Due to transparency and explanation being among the most important factors for and CDSS, MYCIN was designed to display the rules that it uses to obtain its conclusions. Post consultation, the system can remember the rules which it invoked and based on which data these rules were invoked. MYCIN was able to use its knowledge base to answer questions that are asked by clinicians. Because the usefulness of displaying certain rules- such as definitions- is limited, the authors implemented a metric to measure the usefulness of displaying rules depending on their resulting certainty factor. Even though there is no formal justification for this approach, it appears that the metric allows the system to prioritize displaying non-trivial information and is very useful in practice.

You may now wonder how popular MYCIN was during its time, and how successful its deployment was. While a blind study showed MYCIN to have a performance similar or better than leading physicians at Stanfords medical center [2], it was never fully deployed. MYCIN came before the personal computer was developed, and therefore could not be used efficiently by clinicians. It does, however, remain one of the milestones in the development of CDSS and explainable artificial intelligence systems.

 

Modern CDSS can generally be divided into three different categories, differing by the techniques that they used to perform inferences: knowledge based (such as MYCIN), non-knowledge based, and hybrid CDSS.
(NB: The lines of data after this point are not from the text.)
PR #1699, opened 2021-09-09
Aggegate bonded - Failure_Core_Future_Deadline

### LINKED ISSUE #1490: Aggegate bonded - Failure_Core_Future_Deadline

bassemmagdy:
fixes #1490

### DIFF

– Knowledge based CDSS perform inference on a knowledge base. Knowledge bases may come in different forms, such as production rules, ontologies, etc. The key thing to remember is that the terminology used must be shared across all users. The construction of such knowledge bases is usually a cooperation between domain experts (clinicians), and knowledge engineers. Such systems use a deductive reasoning process (“The patient will benefit from treatment X, because the patient has property Y, which indicates Z.”) The explicit hard coding of symbolic concepts (diseases, clinical findings, patient parameters) in conjunction with explainable rules allows for a high degree of explainability.

– Non-knowledge based CDSS use mathematical models, such as machine learning algorithms, which are first trained on large databases, and then deployed on the data obtained from individual patients. The reasoning process in inductive (“The patient will benefit from treatment X, because other patients with similar properties benefitted from treatment X.”). While such systems often show significantly better performance, they lack explainability.

– Hybrid systems strive to provide the best of both worlds. They integrate knowledge bases for explainability and use machine learning to extract information from patient data. The extracted information may be mapped to symbolic elements, for which explainable rules exist. Data is therefore processed with high performance systems, but inference is co-performed using a fully explainable system. Naturally, training machine learning models to map to symbolic elements requires training data that contains labels for the symbols that we want to extract, which requires an expensive and time-consuming labelling process.

 

Un abrazo,

Alex 🙂

[1] Shortliffe EH. Mycin: A Knowledge-Based Computer Program Applied to Infectious Diseases. Proc Annu Symp Comput Appl Med Care. 1977;66-69.
[2] Harmon, P., & King, D. (1986). Expert systems: Artificial intelligence in business. In Expert systems: Artificial intelligence in business (pp. 20-21). Taipei: Kai Fa Book.